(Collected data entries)
========================================================================

PR #4404, opened 2017-03-10
Add "Map#addImage" / "Map#removeImage"

### LINKED ISSUE #2059: Add Map#{add,remove}Image

lucaswoj:
This PR adds the `Map#addImage` and `Map#removeImage` methods which give users the ability to modify their sprite at runtime.

Fixes #2059 

## Launch Checklist

 - [x] upgrade to latest `shelf-pack` version
- [x] make `SpriteAtlas` fire `error` events
 - [x] make `SpriteAtlas` fire `data` events 
 - [x] add `Map#removeImage`
- [x] convince [existing integration tests to pass](https://github.com/mapbox/mapbox-gl-js/blob/878008895104b67861ce73f65809f7f6f0ed7263/test/integration/render-tests/runtime-styling/image-add/style.json)
 - [x] add integration test for `Map#removeImage`
 - [x] add integration test which uses `Map#addImage` to create a repeating pattern
 - [x] document `Map#addImage` and `Map#removeImage`
  - [x] post benchmark scores
- [ ] create a rad example / demo


lucaswoj:
benchmark | master 787b3a2 | addimage e069dd0
--- | --- | ---
**map-load** | 115 ms  | 120 ms 
**style-load** | 101 ms  | 99 ms 
**buffer** | 1,011 ms  | 1,000 ms 
**fps** | 60 fps  | 60 fps 
**frame-duration** | 4.2 ms, 0% > 16ms  | 4.1 ms, 0% > 16ms 
**query-point** | 1.21 ms  | 0.88 ms 
**query-box** | 66.14 ms  | 63.76 ms 
**geojson-setdata-small** | 7 ms  | 3 ms 
**geojson-setdata-large** | 89 ms  | 162 ms

src/symbol/sprite_atlas.js
```diff
@@ -14,9 +16,11 @@ class AtlasImage {
     }
 }
 
-class SpriteAtlas {
+class SpriteAtlas extends Evented {
```
anandthakker: This isn't a comment about the changes in this PR, but just noting while I'm here: having never worked in this code before, I found it confusing, at first, to make sense of how/why `SpriteAtlas` works. E.g., "what's with the `this.copy()`?", "what's a `rect`?", "why does `AtlasImage` not have a reference to the underlying data?"

Reading more widely through the codebase, I think I've satisfied my questions, but this might be a nice time to add a brief, high-level description of what `SpriteAtlas` is/does.  OTOH ticketing that separately is also totally fair 😄

src/ui/map.js
```diff
@@ -818,6 +818,30 @@ class Map extends Camera {
...
+     * Add an image to the style. This image can be used in `icon-image`,
+     * `background-pattern`, `fill-patern`, and `line-pattern`.
+     *
+     * @param {string} name The name of the image.
+     * @param {HTMLImageElement|ArrayBufferView} image The image as an `HTMLImageElement` or `ArrayBufferView` (using the format of [`ImageData#data`](https://developer.mozilla.org/en-US/docs/Web/API/ImageData/data))
+     * @param {Object} [options] Only required if passing an `ArrayBufferView`
+     * @param {number} options.width The pixel width of the `ArrayBufferView` image
+     * @param {number} options.height The pixel height of the `ArrayBufferView` image
+     * @param {Object} options.pixelRatio The ratio of pixels in the `ArrayBufferView` image to physical pixels on the screen
+     */
```
anandthakker: Since this could [result in an error](https://github.com/mapbox/mapbox-gl-js/pull/4404/files#diff-69b64c0a443828ff53dfe302a3dffb5bR84) when there isn't enough space for a new image, should we document that possibility?

src/symbol/sprite_atlas.js
lucaswoj: All fair points! 

I lost about a week trying to refactor, simplify, and document our whole style image subsystem and eventually decided that the minimal patch to add this feature was worth executing. 

I'll push another commit with some targeted renames & comments to better explain `SpriteAtlas` until we get around to a bigger cleanup.

src/ui/map.js
```diff
@@ -818,6 +818,30 @@ class Map extends Camera {
     }
 
     /**
+     * Add an image to the style. This image can be used in `icon-image`,
+     * `background-pattern`, `fill-patern`, and `line-pattern`.
```
jfirebaugh: `fill-patern` ⇢ `fill-pattern`

src/ui/map.js
```diff
@@ -818,6 +818,30 @@ class Map extends Camera {
...
+     *
+     * @param {string} name The name of the image.
+     * @param {HTMLImageElement|ArrayBufferView} image The image as an `HTMLImageElement` or `ArrayBufferView` (using the format of [`ImageData#data`](https://developer.mozilla.org/en-US/docs/Web/API/ImageData/data))
+     * @param {Object} [options] Only required if passing an `ArrayBufferView`
+     * @param {number} options.width The pixel width of the `ArrayBufferView` image
+     * @param {number} options.height The pixel height of the `ArrayBufferView` image
+     * @param {Object} options.pixelRatio The ratio of pixels in the `ArrayBufferView` image to physical pixels on the screen
```
jfirebaugh: `{Object}` ⇢ `{number}`. Also, should this be marked as optional? It looks like the implementation will default to screen pixelRatio if it's not provided.

src/symbol/sprite_atlas.js
```diff
@@ -50,6 +54,68 @@ class SpriteAtlas {
...
+
+        this.fire('data', {dataType: 'style'});
+    }
+
+    removeImage(name) {
+        const image = this.images[name];
+        delete this.images[name];
+
+        if (!image) {
+            this.fire('error', {error: new Error('No image with this name exists.')});
```
lucaswoj: Yes! 😰

src/symbol/sprite_atlas.js
```diff
@@ -50,6 +54,68 @@ class SpriteAtlas {
...
+            this.fire('error', {error: new Error('Image provided in an invalid format. Supported formats are HTMLImageElement, ImageData, and ArrayBufferView.')});
+        }
+
+        if (this.images[name]) {
+            this.fire('error', {error: new Error('An image with this name already exists.')});
+        }
+
+        const rect = this.allocateImage(width, height);
+        if (!rect) {
+            this.fire('error', {error: new Error('There is not enough space to add this image.')});
```
lucaswoj: Yes! 😰

src/ui/map.js
lucaswoj: 👍

src/ui/map.js
lucaswoj: 👍

src/symbol/sprite_atlas.js
```diff
@@ -50,6 +54,68 @@ class SpriteAtlas {
...
+        const rect = image.rect;
+        const pixelRatio = image.pixelRatio;
+
+        this.copy(
+            new Uint32Array(image.width * image.height * pixelRatio * pixelRatio),
+            image.width * pixelRatio,
+            rect,
+            {pixelRatio: pixelRatio, x: 0, y: 0, width: image.width * pixelRatio, height: image.width * pixelRatio},
+            false
+        );
```
lucaswoj: I added this code out of fear of edge cases with semitransparent images & linear interpolation. Testing suggests these concerns are unwarranted. Removing it for now.

lucaswoj:
I think this is ready to go. How does it look @anandthakker?

src/symbol/sprite_atlas.js
```diff
@@ -3,24 +3,20 @@
...
+class SpriteAtlas extends Evented {
 
     constructor(width, height) {
+        super();
+
         this.width = width;
         this.height = height;
 
-        this.atlas = new ShelfPack(width, height);
+        this.shelfPack = new ShelfPack(width, height);
```
mourner: I'm not sure about this rename. `ShelfPack` is more of an algorithm name than a name that describes an instance. `atlas` is better IMO, and consistent with the class name (`SpriteAtlas`) since the latter is a wrapper around a generic atlas for image sprites.

anandthakker:
LGTM @lucaswoj

src/symbol/sprite_atlas.js
lucaswoj: I see your point and agree that the semantics of the name are questionable. My intent was to reduce the size of the vocabulary and amount of indirection in this class.

 - `SpriteAtlas` has a `shelfPack`
 - `SpriteAtlas#shelfPack` is an instance of `ShelfPack`
 - `SpriteAtlas#shelfPack` has `bins`

-----

 - `SpriteAtlas` has a `atlas`
 - `SpriteAtlas#atlas` is an instance of `ShelfPack`
 - `SpriteAtlas#atlas` has `bins`

lucaswoj: > a wrapper around a generic atlas for image sprites.

If `SpriteAtlas#atlas` were a generic texture atlas, I'd be keen on calling it such. As it stands, this member only provides the "shelf pack" algorithm and not the rest of the texture atlas functionality.

lucaswoj:
Merging and working on an example / demo as a follow-up 😄

pwilczynski:
@lucaswoj - thank you so much, this looks awesome, and is so exciting for us. No more flickering maps for us!

ChrisLoer:
I'm way late to this party, but how do we handle stale `icons` in `SymbolBucket` after a call to `Map#removeImage`? It seems like if you remove an image that's currently displayed on a tile, add another one (thus overwriting the old one's position in the `SpriteAtlas`), and then call `redoPlacement`, you'll get symbols referring to a garbage location in the `SpriteAtlas`. It looks like the expected behavior is if you call `Map#removeImage` while there are tiles displaying the image, the image should just disappear from the tiles the next time layout happens.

========================================================================

WHAT IS EXPECTED
Where does "create" appear in the records above? Copy every line that has it.

SOLVED PROBLEM
 - [x] add integration test which uses `Map#addImage` to create a repeating pattern
- [ ] create a rad example / demo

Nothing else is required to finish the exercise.